S-component of the sporadic radio emission of Jupiter decameter emission (DAM) is an extraordinary astrophysical phenomenon which is formed as the result of a unique interaction between the Jupiter and its Io satellite and this phenomenon is characterized by an unusual complexity of the frequency-temporal structure on the dynamic spectra. The Jovian S-burst emission appears during the decameter radio storms which can be predicted on the basis of the analysis of the geometric configuration between the Earth, the Jupiter and Io. Monitoring of the Io-dependent DAM emission revealed the characteristic Jupiter emission zones known as Io-A, Io-B, Io- C, and Io-D. It should be noted that despite of more than 50 years of extensive exploration of the Jovian DAM radiation the physical nature of this phenomenon remains insufficiently clear. On the other hand, many problems in the theory of the Jovian decameter emission have been successfully investigated and solved [Litvinenko et al., 2004; Zaitsev et al., 2006; Ladreiter et al., 1995; Shaposhnikov et al., 1997, 2011]. Nevertheless, there is reason to believe that not all issues concerning the physical nature of this unique phenomenon have been definitively resolved. One of the perspective approaches for finding new results is experimental investigation at a higher quality and quantity level followed by a detailed data analysis using both well known and modern mathematical methods.

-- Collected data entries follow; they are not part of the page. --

PR #730, opened 2024-09-27
feat: Remove deprecated API from JavaFX 23

### LINKED ISSUE #726: javafx.css.SimpleSelector in javafx.css has been deprecated and marked for removal
`javafx.css.SimpleSelector` and `javafx.css.CompoundSelector` are deprecated in 23, see https://bugs.openjdk.org/browse/JDK-8324182, and removed in 24-ea, see https://bugs.openjdk.org/browse/JDK-8323706.

These are used in Kit `CSSInternal::getStyleClasses`, and the fix should be simple, just using this code:

```
for (Rule r : s.getRules()) {
            for (Selector ss : r.getSelectors()) {
                styleClasses.addAll(ss.getStyleClassNames());
            }
        }
```

jperedadnr:
### Issue

Fixes #726

### Progress

### DIFF
--- a/kit/src/main/java/com/oracle/javafx/scenebuilder/kit/util/CssInternal.java
+++ b/kit/src/main/java/com/oracle/javafx/scenebuilder/kit/util/CssInternal.java
@@ -59,18 +59,16 @@ import com.oracle.javafx.scenebuilder.kit.editor.EditorController;
 import com.oracle.javafx.scenebuilder.kit.editor.EditorPlatform.Theme;
 import com.oracle.javafx.scenebuilder.kit.fxom.FXOMInstance;
 import com.oracle.javafx.scenebuilder.kit.metadata.property.ValuePropertyMetadata;
-import javafx.css.CompoundSelector;
 import javafx.css.Rule;
 import javafx.css.Selector;
-import javafx.css.SimpleSelector;
 import javafx.css.Style;
 import javafx.css.Stylesheet;
 import javafx.css.CssParser;
 
 /**
  *
- * Utility classes using css internal classes (from com.sun package). Note that
- * the CSS Analyzer is also using extensively com.sun classes.
+ * Utility classes to extract CSS information.
+ * Note: Requires JavaFX 23+
  *
  */
 public class CssInternal {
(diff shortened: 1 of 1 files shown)


abhinayagarwal:
Please update the title to follow [pre-defined format](https://github.com/gluonhq/scenebuilder/blob/master/CONTRIBUTING.md)

jperedadnr:
Done, thought I'm not sure "feature" is the right one for this issue.

kit/src/main/java/com/oracle/javafx/scenebuilder/kit/util/CssInternal.java
```diff
@@ -59,18 +59,16 @@
...
 
 /**
  *
- * Utility classes using css internal classes (from com.sun package). Note that
- * the CSS Analyzer is also using extensively com.sun classes.
+ * Utility classes to extract CSS information.
+ * Note: Requires JavaFX 23+
  *
  */
 public class CssInternal {
```
Oliver-Loeffler, line 74: Hi @jperedadnr , for me how SceneBuilder internally handles CSS is at this moment not very transparent. Especially with having the CSS inspector not working (since version 9), it would be good to have basic tests attached which illustrate how Scene Builder handles CSS and how things are supposed to work.

Is it possible that you could add a minimalistic test here with a bried description how things should work?
We could use this as a starting point for an architectural description / documentation.

Oliver-Loeffler (changes requested):
Ideally there is a test, showing that this is working as intended. The test should not reflect the exact class and package structure from Scene Builder kit but it shoud kind of demonstrate how CSS handling works and how the different CSS classes play together. May be a new test package such as `com.oracle.javafx.scenebuilder.kit.tests.css` could be a good starting point.

kit/src/main/java/com/oracle/javafx/scenebuilder/kit/util/CssInternal.java
Oliver-Loeffler: I was looking over it and indeed, its all private API. Thats not the ideal place to start integration of tests. Technically this seems to work. So this is actually okay for me.

Oliver-Loeffler (approved):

Development of the receiving equipment (improvement of the following characteristics: the temporal-frequency resolution, sensitivity, signal-to-noise ratio, etc.) allows to analyze the specific Sburst features from the microscopic to macroscopic scale [Litvinenko et al., 2009]. With this aim several observational campaigns were performed in November 2009 using the UTR-2 radio telescope (Kharkov, Ukraine) and effective registration systems possessing high frequency and temporal resolutions (antenna effective area is close to 100,000 m2, the frequency resolution is 4 kHz, the temporal resolution is 0.25 ms, the dynamic range is 70 dB) [Konovalenko et al., 2001]. The main goal of these campaigns was an experimental investigation of the Jovian decameter radio emission with an attempt to find out and analyse the phenomena which can be detected using the above mentioned equipment.